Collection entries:
==============================

Issue #3832, opened 2026-01-31
Ability to righ click a saved query (in a workspace) and click 'share' to create a link to the query that can be opened in the app if the user has access


wmontgomery:
Have the share url be something like:

https://cloud.beekeeperstudio.io/queries/slug-name-of-query-xxxxx

where xxxxx a random set of characters

PR #3920, opened 2026-03-01
Feature/3832 share saved query

wmontgomery:
related to #3832 
3832-generate-share-link

3832-generate-share-link-2-x

Note: The share query modal that is on the ConnectionInterface is purely for dev reasons to not have to build the application to test the path


apps/studio/src/components/sidebar/ConnectionSidebar.vue
```diff
@@ -384,6 +384,34 @@ export default {
...
+        }
+        const { workspaceId, databaseId } = this.sharedQueryLink
+        const connectionConfig = cList.find(c => c.workspaceId === workspaceId && c.id === databaseId )
+
+        if (connectionConfig != null) {
+          this.connect(connectionConfig)
+        }
+      },
+      deep: true
+    },
```
not-night-but, line 400: I'm not totally sure what the purpose of this is? I'm getting vibes

apps/studio/src/components/sidebar/ConnectionSidebar.vue
```diff
@@ -403,6 +432,9 @@ export default {
       foldersLoading: 'loading',
       foldersError: 'error',
     }),
+    ...mapState(['workspaceId', 'sharedQueryLink', 'connected']),
+    ...mapGetters('credentials', { 'availableWorkspaces': 'workspaces'}),
+    ...mapState('settings', ['privacyMode']),
```
not-night-but: Looks like this is a merge kerfuffle. We get privacy mode down below in the getters

apps/studio/src/handlers/appDbHandlers.ts
```diff
@@ -181,6 +182,24 @@ export const AppDbHandlers = {
...
+      baseUrl: platformInfo.cloudUrl,
+    });
+    const response = await client.axios.get('/queries/open-from-share', {
+      params: { database: db, query },
+    });
+    if (response.status !== 200) {
+      throw new Error(`Cloud error (${response.status}): ${response.data?.message ?? 'Unknown error'}`);
+    }
+    return response.data;
+  },
```
not-night-but: I don't think this should be an appdb handlner, it doesn't really hvae anything to do with the appdb. Maybe add it to queryHandlers instead?

apps/studio/src/store/index.ts
```diff
@@ -51,6 +51,12 @@ const tablesMatch = (t: TableOrView, t2: TableOrView) => {
 }
 
 
+export interface SharedQueryLink {
+  databaseId: Nullable<string|number>,
+  queryId: Nullable<string|number>,
+  workspaceId: Nullable<string|number>
+}
+
```
not-night-but, line 78: I also don't think this belongs here. I think we move this to a multi process friendly file so we can also use it to properly type the share handler

apps/studio/src/store/index.ts
```diff
@@ -432,6 +443,15 @@ const store = new Vuex.Store<State>({
       await context.dispatch('connect', { config: conn, auth })
     },
 
+    async openSharedQuery(context, { db, query }: { db: string, query: string }) {
+      try {
+        const { databaseId, queryId, workspaceId } = await Vue.prototype.$util.send('appdb/share-query', { db, query });
```
not-night-but: Now that I'm thinking about this further, I don't know that we need to necessarily even have a handler for this? The cloud client should be automatically authenticated in the frontend, we can just this there maybe?

apps/studio/src/App.vue
```diff
@@ -179,7 +179,16 @@ export default Vue.extend({
       try {
         const { auth, cancelled  } = await this.$bks.unlock();
         if (cancelled) return;
-        await this.$store.dispatch('openUrl', { url: this.url, auth })
+
+        const match = this.url.match(/open-query\/([^/]+)\/([^/]+)/)
+        if (match) {
+          log.info('open shared query', this.url)
```
not-night-but: debug log :)

not-night-but (changes requested):
This looks good! I did have a couple questions, and I'm not sure that some of the logic needs to go in the backend, but it looks good to me other than that

apps/studio/src/components/sidebar/ConnectionSidebar.vue
wmontgomery: Yeah there were some gnarly merge conflicts. I'll clean this up. Oops!

apps/studio/src/components/sidebar/ConnectionSidebar.vue
wmontgomery: The workspace gets committed in the sharedQueryLink watch method below it. This was needed because they the data/connection items get set, for the workspace and I can get the configs out of that to then connect it for next steps

apps/studio/src/handlers/appDbHandlers.ts
wmontgomery: I was having a hard time making a guess where this should go and even this set up as a whole.

apps/studio/src/store/index.ts
wmontgomery: Cool. I can add it to `apps/studio/src/types.ts`

apps/studio/src/store/index.ts
wmontgomery: Perfect! I know how the cloudclient stuff works much better! Was able to just call it via cloudclient ezpz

==============================

The lines holding the word "saved" are the answer. Pull them out of the records and copy them.

Ability to righ click a saved query (in a workspace) and click 'share' to create a link to the query that can be opened in the app if the user has access
Feature/3832 share saved query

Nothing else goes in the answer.